All the data below should be printed again without a single difference.
###
PR #572, opened 2022-03-07
use mobility segments

SteffenHeu:
instead of storing every frame's mobilities in a new double buffer, the mobilities are stored as an array in memory with the raw data file. a new segment is only added if the mobility values are not matching any other segment.


src/main/java/io/github/mzmine/datamodel/impl/SimpleFrame.java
###
Task response
PR #572, opened 2022-03-07
use mobility segments

SteffenHeu:
instead of storing every frame's mobilities in a new double buffer, the mobilities are stored as an array in memory with the raw data file. a new segment is only added if the mobility values are not matching any other segment.


src/main/java/io/github/mzmine/datamodel/impl/SimpleFrame.java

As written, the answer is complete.